If you know exactly what columns your result set will include, you should be able to create a new entity type that has properties for each column in the result set. Rather than trying to pack the data into an Order, for example, you can pack it into an OrderWithAddresses, which has exactly the structure your stored procedure would expect. If you're using LINQ to Entities, you should even be able to indicate in your .edmx file that an OrderWithAddresses is an Order with two additional properties. In LINQ to SQL you will have to specify all of the columns as if it were an entirely unrelated data type.
If your columns get generated dynamically by the stored procedure, you will need to try a different approach: Create a new stored procedure that only pulls data from the Orders table, and one that only pulls data from the addresses table. Set up your LINQ mapping to use these stored procedures instead. (Of course, the only reason you're using stored procs is to comply with your company policy). Then, use LINQ to join these data. It should be only slightly less efficient, but it will more appropriately reflect the actual structure of your data, which I think is better programming practice.
I think I understand what you're after, but I could wildy off...

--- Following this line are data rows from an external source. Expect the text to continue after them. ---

PR #889, opened 2026-07-01
fix(crawl): follow curl redirects (SSRF-guarded) + back off failing stale-checks

FagnerMartinsBrack:
Two fixes for the `fetchCurl` error category (#3 in the 30-day dashboard audit). ENOENT is a documented follow-up (see bottom).

---

## Commit 1 — follow curl-impersonate redirects through the SSRF guard

**Why.** The curl fallback hardcoded `--location --max-redirs 0`, so any origin answering with a 3xx made curl exit 47 (`Maximum (0) redirects followed`) and the crawl failed. That was ~**59** of the fetchCurl failures over 30 days (archive.ph 46×, developer.android.com, dev.w3.org) — sites that block the Node/undici path (forcing the curl fallback) *and* redirect.

`--location` refused redirects deliberately: curl does its own DNS, so following a redirect could reach an unchecked private IP, bypassing the Node-level SSRF guard.

**How.** `fetchCurl` now follows redirects itself, re-applying the **same** guard per hop:
- `--location` dropped; `--max-redirs 0` kept so curl never chases anything on its own.
- A 3xx is returned to `fetchCurl`, which resolves the `Location` (relative against the current hop), runs `resolvePinnedAddress` on the **new host** (the existing SSRF guard — blocks private/❌ addresses), and re-pins curl to that validated address for the next hop.
- Bounded to 5 hops; a loop fails with `too many redirects`.

The SSRF invariant is preserved: every curl spawn still connects only to a `resolvePinnedAddress`-validated IP — now applied to each hop instead of only the first.

Also removes the dead persona-fallback signature `"maximum (5) redirects followed"` (it never matched the real `(0)` message, and curl no longer exits 47 for redirects). The undici `max_redirects` signature stays.

## Commit 2 — back off on refresh failure instead of re-crawling every /view

**Why.** A failed stale-check refresh returned `"skip"` **without** advancing `contentFetchedAt`, so a permanently-broken origin stayed past the 24h staleness gate and was re-crawled on **every** `/view`. That is what turned a handful of unfetchable URLs into the repeat storms: `www.ics.uci.edu` SSL-failed **73×**, `archive.ph` **46×** over 30 days — the same row hammered on each visit.

**How.** On `result.status === "failed"` the handler publishes `UpdateFetchTimestamp` (resets the freshness clock, carries the existing `bodyHash` forward) and returns a new `"backoff"` action. The next attempt waits a full TTL instead of firing on the next visit, collapsing the per-URL failure count to ~1 per TTL. Existing content on a ready row is untouched; only the redundant re-crawls stop.

## Combined effect on #3

- archive.ph (46×) and other redirecting origins now **crawl successfully** (commit 1) → they stop failing *and* stop being stale → drop off the dashboard.
- ics.uci.edu SSL (73×) and any still-failing origin are **re-crawled ~1×/TTL instead of every visit** (commit 2) → the storms collapse.

## Tests
- curl: follows 301→200, relative-Location resolution, cross-host re-pin via `--resolve`, **SSRF guard refuses a redirect to 169.254.169.254 (no curl spawned for it)**, MAX_REDIRECTS cap, and non-redirect-with-Location is not followed.
- stale-check: failed refresh now asserts the backoff timestamp + `bodyHash` carry-forward + the `backed off` log.
- `pnpm check` green (100% coverage).

## Follow-up NOT in this PR — `ENOENT` (curl binary missing on hutch-handler, ~5×/30d)

hutch-handler wires the same crawl fallback chain (`app.ts` `initCrawlFetch`) but the curl-impersonate **Lambda layer** is defined only in the **save-link** Pulumi stack (`projects/save-link/src/infra`), not attached to the hutch-handler Lambda (`projects/hutch/src/infra`). When a synchronous `/view` / `/import` / `/admin/recrawl` crawl escalates to curl, `execFile("curl_chrome131")` finds nothing → `spawn ENOENT`.

Fixing it means exporting the layer ARN from the save-link stack and consuming it via a **cross-stack StackReference** in the hutch stack (or building the layer in both) — a deploy-ordering-sensitive infra change I can't verify without deploying, so it is intentionally left out of this code PR. Recommend a dedicated infra PR.

### DIFF
--- a/projects/save-link/src/runtime/domain/stale-check/stale-check-handler.test.ts
+++ b/projects/save-link/src/runtime/domain/stale-check/stale-check-handler.test.ts
@@ -284,11 +284,12 @@ describe("initStaleCheckHandler", () => {
 		expect(publishRefreshArticleContent).not.toHaveBeenCalled();
 	});
 
-	it("skips when crawl returns failed (no further effect)", async () => {
+	it("backs off when crawl returns failed: resets the freshness clock (carrying the bodyHash) so the next attempt waits a full TTL", async () => {
 		const findArticleFreshness: FindArticleFreshness = async () => ({
 			etag: undefined,
 			lastModified: undefined,
 			contentFetchedAt: "2026-04-01T00:00:00.000Z",
+			bodyHash: "h".repeat(64),
 		});
 		const crawlAndFinalizeArticle: CrawlAndFinalizeArticle = async () => ({ status: "failed", reason: "crawl-failed" });
 		const publishRefreshArticleContent: PublishRefreshArticleContent = jest
@@ -300,6 +301,7 @@ describe("initStaleCheckHandler", () => {
 		const emitSimpleCrawlUnsupported: EmitSimpleCrawlUnsupported = jest
 			.fn()
 			.mockResolvedValue(undefined);
+		const logger = { info: jest.fn(), warn: jest.fn(), error: jest.fn(), debug: jest.fn() };
 
 		const handler = createHandler({
 			findArticleFreshness,
@@ -307,12 +309,21 @@ describe("initStaleCheckHandler", () => {
 			publishRefreshArticleContent,
 			publishUpdateFetchTimestamp,
 			emitSimpleCrawlUnsupported,
+			logger,
 		});
 
 		await handler(createSqsEvent({ url: URL_UNDER_TEST }), buildLambdaContext(), () => {});
 
+		expect(publishUpdateFetchTimestamp).toHaveBeenCalledTimes(1);
+		expect(publishUpdateFetchTimestamp).toHaveBeenCalledWith({
+			url: URL_UNDER_TEST,
+			contentFetchedAt: fixedNow().toISOString(),
+			bodyHash: "h".repeat(64),
+		});
+		expect(logger.info).toHaveBeenCalledWith("[StaleCheckRequested] backed off after refresh failure", {
+			url: URL_UNDER_TEST,
+		});
 		expect(publishRefreshArticleContent).not.toHaveBeenCalled();
-		expect(publishUpdateFetchTimestamp).not.toHaveBeenCalled();
 		expect(emitSimpleCrawlUnsupported).not.toHaveBeenCalled();
 	});
 
--- a/projects/save-link/src/runtime/domain/stale-check/stale-check-handler.ts
+++ b/projects/save-link/src/runtime/domain/stale-check/stale-check-handler.ts
@@ -34,8 +34,12 @@ import type { CrawlAndFinalizeArticle } from "@packages/finalize-article";
  *
  * Action outcomes:
  *   - `"new"`             — row missing; re-published SaveAnonymousLinkCommand.
- *   - `"skip"`            — within TTL, terminal state, parse failure, or
- *                           simpleCrawl failure. No downstream effect.
+ *   - `"skip"`            — within TTL, terminal state, or parse failure. No
+ *                           downstream effect.
+ *   - `"backoff"`         — the refresh fetch failed (cert error, redirect,
+ *                           bot block); reset the freshness clock so the next
+ *                           attempt waits a full TTL instead of re-firing on
+ *                           every /view.
  *   - `"unchanged"`       — 304 Not Modified; published UpdateFetchTimestamp.
  *   - `"refreshed"`       — HTML refetched + parsed; published RefreshArticleContent.
  *   - `"tier-1-deferred"` — non-HTML body; emitted SimpleCrawlUnsupportedEvent
@@ -46,6 +50,7 @@ import type { CrawlAndFinalizeArticle } from "@packages/finalize-article";
 export type StaleCheckAction =
 	| "new"
 	| "skip"
+	| "backoff"
 	| "unchanged"
 	| "refreshed"
 	| "tier-1-deferred";
@@ -115,7 +120,18 @@ export function initStaleCheckHandler(deps: {
 			return "unchanged";
 		}
 
-		if (result.status === "failed") return "skip";
+		if (result.status === "failed") {
+			/* A permanently-failing origin (cert error, redirect, bot block) would
+			 * otherwise be re-crawled on every /view, since the failed branch never
+			 * advanced contentFetchedAt. Reset the freshness clock so the next
+			 * attempt waits a full TTL instead of firing on the next visit. */
+			await publishUpdateFetchTimestamp({
+				url,
+				contentFetchedAt: now().toISOString(),
+				bodyHash: freshness.bodyHash,
+			});
+			return "backoff";
+		}
 
 		if (result.status === "unsupported") {
 			/* Write the stage marker so the reader's progress bar advances
@@ -176,6 +192,8 @@ export function initStaleCheckHandler(deps: {
 						url: detail.url,
 						action,
 					});
+				} else if (action === "backoff") {
+					logger.info(`${logPrefix} backed off after refresh failure`, { url: detail.url });
 				} else {
 					logger.info(`${logPrefix} no-op`, { url: detail.url, action });
 				}
--- a/src/packages/crawl-article/src/curl-fetch.test.ts
+++ b/src/packages/crawl-article/src/curl-fetch.test.ts
@@ -125,7 +125,7 @@ describe("fetchCurl argument construction", () => {
 		const args = fake.calls[0].args;
 		expect(args).toContain("--http2");
 		expect(args).toContain("--compressed");
-		expect(args).toContain("--location");
+		expect(args).not.toContain("--location");
 		const sepIdx = args.indexOf("--");
 		expect(sepIdx).toBeGreaterThan(0);
 		expect(args[sepIdx + 1]).toBe("https://example.com/page?q=1");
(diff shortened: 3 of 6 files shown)


FagnerMartinsBrack:

## Context
- **PR**: #889
- **Commit**: a9a7da528291702c1644e2921dfc50add738dd5d

FagnerMartinsBrack:
### Review: follow curl redirects (SSRF-guarded) + back off failing stale-checks

The design is solid. Re-running `resolvePinnedAddress` per hop (so the SSRF check moves from "first host only" to "every host"), resolving a relative `Location` against the current hop, re-pinning cross-host targets via `--resolve`, and capping at 5 hops are all correct and well-covered by the new tests — especially the negative-space assertion that a blocked redirect target spawns **no** curl (`seq.calls` length 1). Commit 2's backoff is the right fix for the per-`/view` storm and correctly leaves a ready row's existing content untouched while only advancing the freshness clock. One security hardening gap worth addressing before merge.

None found

## Medium Priority Issues

### 1. Redirect loop has no scheme allowlist — the curl fallback will follow `gopher://`/`dict://`/`file://`/… redirects

`src/packages/crawl-article/src/curl-fetch.ts:119` computes the next hop as `new URL(location, currentUrl).href` and hands it straight to `fetchOnce` → curl, with no check on the resulting **scheme**. The SSRF guard (`resolvePinnedAddress`) is purely *IP*-based: it resolves the host and refuses private/loopback/link-local addresses. It is not a *scheme* guard.

That matters because the primary (undici) path only ever follows `http`/`https` redirects, but the curl fallback is now strictly more permissive. I verified against the bundled libcurl behaviour (curl-impersonate is built on the same libcurl):

- **Enabled protocols** include `dict file ftp ftps gopher gophers imap ldap mqtt pop3 rtmp rtsp scp sftp smb smtp telnet tftp`, and a `gopher://host:port/…` URL **dials the authority host** (confirmed: connect attempt → timeout, not a parse error).
- A malicious origin (reachable **logged-out** via self-serve import per `CLAUDE.md`, and able to force the curl fallback by 403-ing undici) can answer with `301 Location: gopher://<public-host>:<port>/<payload>`. The guard resolves `<public-host>`, sees a public IP (not blocked), pins curl to it, and curl speaks gopher — turning the crawler into an **open egress proxy** to arbitrary public host:port over non-HTTP protocols (port-scan/reflection/laundering from our egress IP). This is curl-version-independent.
- `file://` internal-read is *mostly* closed today, but only incidentally: `file:///path` (empty host) is caught by the no-address branch (`dns.lookup("") → []`), `file://localhost/path` is caught because loopback is IP-blocked, and `file://<ip>/path` is rejected by **curl 8.x itself** (`curl: (3) URL rejected: Bad file:// URL`). That last defence is a version-specific libcurl behaviour, not something this code guarantees — an older/differently-built curl-impersonate that reads a non-local `file://` authority would bypass the IP guard entirely (the public IP passes, but curl never connects to it), giving LFI.

Internal SSRF (private IPs / `169.254.169.254`) remains blocked — that invariant *is* preserved. But the PR's framing ("every curl spawn still connects only to a validated IP") doesn't cover `file://` (no connection to the checked IP) or the open-egress-to-public case.

**Fix:** after computing `currentUrl`, refuse to follow unless the target protocol is `http:`/`https:` (throw naming the scheme), matching undici's redirect contract. Cheap, and closes the whole class regardless of curl version/protocol set. A `301 → gopher://…` test asserting refusal + no second curl spawn mirrors the existing SSRF-refusal test.

## Low Priority Suggestions

### 1. Stale `--location` references in the parser doc comments
`curl-fetch.ts:202-203` ("With `--location`, intermediate redirect headers appear before the final ones") and `curl-fetch.ts:232` ("With `--location`, each redirect response has its own header block") now describe a flag this PR removed. The multi-header-block handling in `findLastHeaderBlock` is still worth keeping (HTTP `1xx` interim responses like `100 Continue` / `103 Early Hints` also emit multiple status lines), so update the *rationale* rather than the code.

### 2. Per-hop timeout, no aggregate deadline when no `signal` is passed
`fetchOnce` uses `DEFAULT_TIMEOUT_MS` (10s) only when `init.signal` is absent (`curl-fetch.ts:78`). With app-layer redirect following, a 5-hop chain from a slow origin can now consume up to ~60s of wall-clock on the curl path (vs. 10s before) when the caller supplies no signal. Bounded by `MAX_REDIRECTS`, so minor — but a deliberate origin could pad the crawl budget.

FagnerMartinsBrack:

## Context
- **Attempt**: 1 of 5
- **PR**: #889
- **Branch**: fix/curl-follow-redirects-ssrf-guarded

## Review to Address

FagnerMartinsBrack:

## Context
- **PR**: #889
- **Commit**: 7a34dd1d28e6e3ceba2c630261ffb828f83bafdb

FagnerMartinsBrack:
### Re-review at `7a34dd1d`: follow curl redirects (SSRF-guarded) + back off failing stale-checks

The Medium flagged in the prior review — the missing scheme allowlist on the curl redirect loop — is now **correctly fixed**. `curl-fetch.ts:121-125` refuses any redirect whose resolved target is not `http:`/`https:` *before* the next `fetchOnce`/curl spawn, closing the `gopher://`/`file://`/`dict://`/… open-egress + LFI class regardless of the libcurl protocol set. Using a `Set` (mirroring `REDIRECT_STATUS_CODES`) keeps both branches covered, and the new negative-space test (`seq.calls` stays length 1 for a `gopher://` Location) mirrors the existing SSRF-refusal test. I traced the layered defense and it holds: `validateSaveableUrl` (`saveable-url.ts:24,92`) already constrains saved URLs to http(s) and blocks private hostnames at save time, the import path extracts only `http(s)://`, `resolvePinnedAddress` re-runs per hop (private-IP + DNS-rebinding pin), and the redirect `Location` — the one attacker-controlled scheme vector — is now allowlisted.

None found

## Medium Priority Issues

None found

## Low Priority Suggestions

### 1. Stale `--location` references in the parser doc comments
`curl-fetch.ts:209` ("With `--location`, intermediate redirect headers appear before the final ones") and `curl-fetch.ts:239` ("With `--location`, each redirect response has its own header block") describe a flag this PR removed — with `--max-redirs 0`, curl now emits a single response's headers per spawn. Keep the multi-block parsing (it still fires for HTTP `1xx` interim responses — `100 Continue` / `103 Early Hints`), but update the *rationale* so the comments stop pointing at behaviour that no longer exists.

### 2. No aggregate deadline across redirect hops when no `signal` is passed
`fetchOnce` applies `DEFAULT_TIMEOUT_MS` (10s) per hop only when `init.signal` is absent (`curl-fetch.ts:79`). With app-level redirect following, a chain from slow origins can now consume up to ~6×10s (~60s) of wall-clock on the curl path (vs. 10s pre-PR) when the caller supplies no signal — bounded by `MAX_REDIRECTS`, so minor, but a deliberate origin could pad the crawl budget. When a `signal` *is* passed the caller's deadline spans all hops (correct), so this only affects the no-signal callers. Worth a conscious call on whether the 10s should be an overall budget.

### 3. (Optional, defense-in-depth) The curl entry URL scheme is not self-guarded
The new `ALLOWED_REDIRECT_PROTOCOLS` check guards redirect hops but not the initial `fetchOnce(url)` — the entry URL's scheme is trusted. Production is safe today (`validateSaveableUrl` enforces http(s) at save and the import extractor only yields http(s)), and I confirmed a non-http(s) entry *would* otherwise cascade undici→h2→curl (`shouldTryFallback` in `h2-fetch.ts:206` defaults to `true`). Since `crawl-article` is a reusable, security-sensitive package, hoisting the allowlist into `fetchOnce` (or a one-line assert at the top of `fetchCurl`) would make the curl path uniformly http(s)-only regardless of caller — matching how the IP guard already runs at *both* save time and crawl time. Purely optional.

FagnerMartinsBrack:
@claude Address the following on this branch:

1. **(bug) Register the new redirect-loop error as block-class.** `fetchCurl` now throws `too many redirects (>5)`, but `BLOCK_ERROR_SIGNATURES` no longer matches any curl redirect-loop message — this PR deleted `"maximum (5) redirects followed"` and the remaining `"max_redirects"` is undici's spelling. An origin that 302-loops datacenter IPs (the documented bot-block behavior the deleted signature existed for) now aborts the persona chain on the first persona when it surfaces via the curl leg, while the identical loop via undici (`UND_ERR_MAX_REDIRECTS`) still rotates to the next persona. Add `"too many redirects"` to `BLOCK_ERROR_SIGNATURES` plus a test case in `persona-fallback.test.ts`.

2. **(bug — also review Low #2) One deadline across the redirect chain.** Each hop gets a fresh 10s `DEFAULT_TIMEOUT_MS` when no signal is passed, and the reachable `h2ThenCurl` last-resort branch (h2-fetch.ts:190) deliberately calls `curlFetchImpl` without the caller's aborted signal — so a slow 5-redirect chain can now hold the Lambda up to ~60s past the crawl deadline, where main was bounded to a single 10s attempt. Enforce a single overall budget: when `init.signal` is absent, create one `AbortSignal.timeout(DEFAULT_TIMEOUT_MS)` in `fetchCurl` and thread it into every `fetchOnce` hop.

3. **(bug) Wrap Location parsing in the error convention.** `new URL(location, currentUrl)` throws a bare `TypeError: Invalid URL` on a malformed Location header (e.g. a space in the host), escaping the `` `fetchCurl failed for ${url}: …` `` prefix every other failure path in this function carries — persona-fallback classifies on `error.message`, and logs lose the crawl context. Catch and rethrow prefixed, naming the offending Location value.

4. **(hardening) Sensitive-header hygiene on cross-origin hops.** The loop re-sends `init.headers` verbatim to every hop; undici strips `cookie`/`authorization`/`proxy-authorization` on cross-origin redirects, this loop doesn't. No current caller passes credentials (referer + persona headers only), so this is one caller away from a cross-origin credential replay. Drop those headers when the next hop's origin differs from the current one, with a test.

5. **(review Low #1 + inaccurate comment) Fix the stale/incorrect comments.** `parseCurlOutput` and `findLastHeaderBlock` docs still cite `--location`, which this PR removed — the multi-block parsing now matters for HTTP 1xx interim responses (100 Continue / 103 Early Hints), so update the rationale to say that. And the args comment credits `--max-redirs 0` with stopping redirects: without `--location` that flag is inert (curl only consults it under `-L`) — the actual guard is the omission of `--location`. Keep the flag as fail-closed defense (if `--location` is ever re-added, curl exits 47 instead of following unguarded) and make the comment say exactly that.

6. **(review Low #3) Hoist the scheme allowlist to the entry URL** — assert http(s) at the top of `fetchCurl` so the curl path is uniformly http(s)-only regardless of caller, with a refused-entry test (no curl spawned).

**Follow-up, not this PR:** crawl-article now carries three hand-rolled redirect loops (curl-fetch, h2-fetch, aia-fetch) with real drift — only curl-fetch has the scheme allowlist, and h2-fetch resolves relative Locations against `parsed.origin`, silently dropping path-relative targets. Extract a shared redirect-following helper (or at least align the guards) in a dedicated PR.

**Accepted trade-off, no change requested:** the backoff commit fires for transient failures too (a single 503/timeout at stale-check time delays the next refresh attempt by a full TTL). That's deliberate — the freshness clock is scheduling metadata only, content is untouched, and the alternative re-arms the per-view re-crawl storm.

Verify with `pnpm check`; commit to this branch.

FagnerMartinsBrack:

## Context
- **PR**: #889
- **Commit**: d5cda534078408ceb453665049fb8619df20dae7

FagnerMartinsBrack:
### Re-review at `d5cda534`: harden curl redirect-follow + register loop error as block-class

All six follow-ups from the previous round landed and are covered by tests. I traced each security-relevant path in `curl-fetch.ts` and the surrounding fallback chain:

- **Entry-URL scheme guard** (`curl-fetch.ts:106-111`) — `fetchCurl` refuses a non-http(s) entry *before* any `resolvePinnedAddress`/spawn. Combined with the per-hop redirect check (`:134-138`), every `fetchOnce` call is now provably http(s)-only regardless of caller (hop 1 via the entry guard, hops 2+ via the redirect guard). The `file://` entry test asserts zero spawns.
- **Single timeout budget** (`curl-fetch.ts:112`) — one `AbortSignal.timeout(DEFAULT_TIMEOUT_MS)` is synthesized once and threaded into every hop, so a worst-case 6-spawn redirect chain shares a 10s budget instead of 6×10s. This also correctly bounds the `h2ThenCurl` last-resort branch (`h2-fetch.ts:189-190`) that deliberately drops the caller's already-aborted signal — it now gets one fresh 10s budget rather than one-per-hop. Spy tests assert `timeout` is called once with `10000`, and not at all when the caller supplies a signal.
- **Wrapped `Location` parse** (`curl-fetch.ts:128-133`) — a malformed `Location` rethrows under the `fetchCurl failed for …` convention instead of a bare `TypeError`, so persona-fallback classifies on a stable message. Test asserts the prefix **and** no second spawn.
- **Cross-origin credential hygiene** (`curl-fetch.ts:139-141`, `:220-228`) — `cookie`/`authorization`/`proxy-authorization` are dropped when `nextUrl.origin` differs from the current hop, case-insensitively (`key.toLowerCase()`), and — because `headers` is reassigned to the stripped set — stay dropped for the rest of the chain (matching undici, which never restores them even on a hop back to the original origin). Same-origin retains them. Both directions tested. No caller passes credentials today, so this is pure hardening.
- **Block-class symmetry** (`persona-fallback.ts:33`) — `too many redirects` makes the curl-leg app-level loop rotate personas exactly like undici's `max_redirects` (`UND_ERR_MAX_REDIRECTS`). The removed `maximum (5) redirects followed` was genuinely dead (never matched curl's real `(0)` message). Matching is `.toLowerCase().includes(...)`, and only the two in-repo fetchers emit this phrase, so no false positives.
- **Comment fixes** — the `--location`/`--max-redirs 0` args comment and the `parseCurlOutput`/`findLastHeaderBlock` docs now describe reality (inert-flag fail-closed backstop; 1xx interim header blocks).

I also confirmed two things outside the immediate diff:
- The `ExecCurl` signature change (dropping the `options` arg) is clean — the only other referent, `crawl-fetch-ssrf.test.ts:127`, derives its mock via `Parameters<ExecCurl>` and never invokes it, so it adapts automatically and still type-checks.
- The stale-check `backoff` branch (`stale-check-handler.ts:123-134`) uses the identical `publishUpdateFetchTimestamp({ contentFetchedAt: now, bodyHash })` shape as the already-reviewed 304 "unchanged" path (`:115-119`), so `bodyHash` carry-forward (including the `undefined` case) is consistent, and terminal-failed rows still short-circuit at `:97` rather than backing off.

The core SSRF invariant holds and is now stronger than the PR framing: every curl spawn connects only to a `resolvePinnedAddress`-validated IP, over an http(s)-only URL, with cross-origin credentials stripped, bounded to 5 redirects under one deadline.

None found

## Medium Priority Issues

None found

## Low Priority Suggestions

### 1. The new `too many redirects` block signature is the only entry without an explanatory comment
Every other entry in `BLOCK_ERROR_SIGNATURES` (`persona-fallback.ts:28-33`) carries a `/* … */` naming its origin (undici mapping, curl exit code, h2 RST_STREAM); `too many redirects` (`:33`) stands alone. You already flagged this and correctly deferred to the human on the code-comments approval gate. A one-liner such as `/* fetchCurl/fetchH2 app-level redirect cap — mirrors undici's max_redirects */` would restore the array's self-documentation. Worth noting the signature is doubly earned: `fetchH2` also throws `too many redirects for …` (`h2-fetch.ts:55`), so this one entry now covers redirect loops on **both** the h2 and curl legs.

### 2. (Acknowledgment) The three hand-rolled redirect loops remain divergent
Your PR note already scopes this to a follow-up, and I independently confirmed it's worth prioritizing: only `curl-fetch` has the scheme allowlist, and `h2-fetch.ts:44` resolves a relative `Location` against `parsed.origin` (scheme+host only) whereas `curl-fetch.ts:130` correctly resolves against the full `currentUrl`. So a *path-relative* redirect (`Location: sub/page`) resolves to `https://host/sub/page` on the h2 leg instead of `https://host/current/path/sub/page` — a real latent correctness bug, not just style drift. The dedicated extraction PR is well justified.

FagnerMartinsBrack:

## Context
- **PR**: #889
- **Commit**: 1b5134b21310b72d574db74198c68c58735bdbd7

FagnerMartinsBrack:
### Review at `1b5134b2`: name the origin of the too-many-redirects block signature

The only code delta since the last (approving) review at `d5cda534` is a single-line doc comment on `persona-fallback.ts:33`, with explicit human approval per the code-comments gate. It addresses Low #1 from the prior round. I re-traced the security-critical paths in `curl-fetch.ts` and the surrounding fallback chain — entry + per-hop scheme allowlist, per-hop `resolvePinnedAddress`, single shared `AbortSignal.timeout` budget, wrapped `Location` parse, cross-origin credential strip, and the `MAX_REDIRECTS` cap all still hold and are covered by tests (including the negative-space `seq.calls`/`fake.calls`-length assertions that a refused hop spawns no curl). Commit 2's stale-check backoff is unchanged and correct.

None found

## Medium Priority Issues

None found

## Low Priority Suggestions

### 1. The new block-signature comment names 2 of 3 emitters, and neither of the two it *would* add reaches the classifier in the live composition
`persona-fallback.ts:33` now reads `/* fetchCurl/fetchH2 app-level redirect cap — mirrors undici's max_redirects */`. Two precision gaps:

- **Omits a third emitter.** `git grep "too many redirects"` shows three app-level fetchers throw the phrase, not two: `curl-fetch.ts:122`, `h2-fetch.ts:55`, **and `aia-fetch.ts:88`** (`fetchAia: too many redirects for ${url}`). The comment's siblings each name what emits them (`curl exit 92`, `undici's mapping`, …), so by that convention `fetchAia` belongs in the list.
- **Only the curl leg actually reaches `isBlockClassError` today.** Tracing the `initCrawlFetch` wiring (`crawl-fetch.ts:54-61`): `withPersonaFallback( withH2Fallback( withAiaChasing(guardedFetch, fetchAia), fetchH2, fetchCurl ) )`. When `fetchAia` throws its redirect-loop error it surfaces in `withH2Fallback`'s catch (`h2-fetch.ts:151`); `shouldTryFallback` returns `true` (no network code, signal not aborted) so it is swallowed and replaced by an `h2ThenCurl` attempt. Inside `h2ThenCurl`, `fetchH2`'s redirect-loop error hits the same `shouldTryFallback` catch (`h2-fetch.ts:185`) and falls through to curl. Only `fetchCurl` — the terminal call, not wrapped in a fallthrough — propagates out to `isBlockClassError`. So in the current composition the h2/aia variants never independently trigger persona rotation.

The comment's *rationale* ("app-level redirect cap — mirrors undici's `max_redirects`") is correct and useful, and the human already approved the annotation — this is purely about the enumeration. Cheapest precise fix: add the missing emitter → `/* fetchCurl/fetchH2/fetchAia app-level redirect cap — mirrors undici's max_redirects */`. The signature matching is a lowercase `.includes(...)`, so all three forms are caught regardless, and the single `persona-fallback.test.ts:43` case remains sufficient coverage.

### 2. (Acknowledgment) The three hand-rolled redirect loops remain divergent
Your PR note already scopes this to a dedicated follow-up, and reviewing `aia-fetch.ts` for the point above independently reconfirmed it: `curl-fetch.ts:130` resolves a relative `Location` against the full `currentUrl`, `h2-fetch.ts:44` resolves against `parsed.origin` (scheme+host only, dropping a path-relative target), and `aia-fetch.ts:80` resolves against `currentUrl` (correct) but carries no scheme allowlist. Only `curl-fetch` has the scheme guard. A shared redirect-following helper would collapse all three — the extraction PR is well justified.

If you mock up classes in a DBML (right-click -> new -> class) that are the same structure as your source tables, you could simply create new objects based on what is read from the stored procedure. Using LINQ to objects, you could still query your selection. It's more code, but it's not that hard to do. For example, mock up your DBML like this:
Pay attention to the associations http://geeksharp.com/screens/orders-dbml.png
Make sure you pay attention to the associations I added. You can expand "Parent Property" and change the name of those associations to "InvoiceAddress" and "DeliveryAddress." I also changed the child property names to "InvoiceOrders" and "DeliveryOrders" respectively. Notice the stored procedure up top called "usp_GetOrders." Now, with a bit of code, you can map the columns manually. I know it's not ideal, especially if the stored proc doesn't expose every member of each table, but it can get you close:
public List<Order> GetOrders()
{
// our DBML classes
List<Order> dbOrders = new List<Order>();
using (OrderSystemDataContext db = new OrderSystemDataContext())
{
// call stored proc
var spOrders = db.usp_GetOrders();
foreach (var spOrder in spOrders)
{
Order ord = new Order();
Address invAddr = new Address();
Address delAddr = new Address();
// set all the properties
ord.OrderID = spOrder.OrderID;
// add the invoice address
invAddr.AddressID = spOrder.InvAddrID;
invAddr.Street = spOrder.InvStreet;
invAddr.ZipCode = spOrder.InvZipCode;
ord.InvoiceAddress = invAddr;
// add the delivery address
delAddr.AddressID = spOrder.DelAddrID;
delAddr.Street = spOrder.DelStreet;
delAddr.ZipCode = spOrder.DelZipCode;
ord.DeliveryAddress = delAddr;
// add to the collection
dbOrders.Add(ord);
}
}
// at this point I have a List of orders I can query...
return dbOrders;
}
Again, I realize this seems cumbersome, but I think the end result is worth a few extra lines of code.
this it isn't very efficient at all, but if all else fails, you could try making two procedure calls from the application one to get the invoice address and then another one to get the delivery address.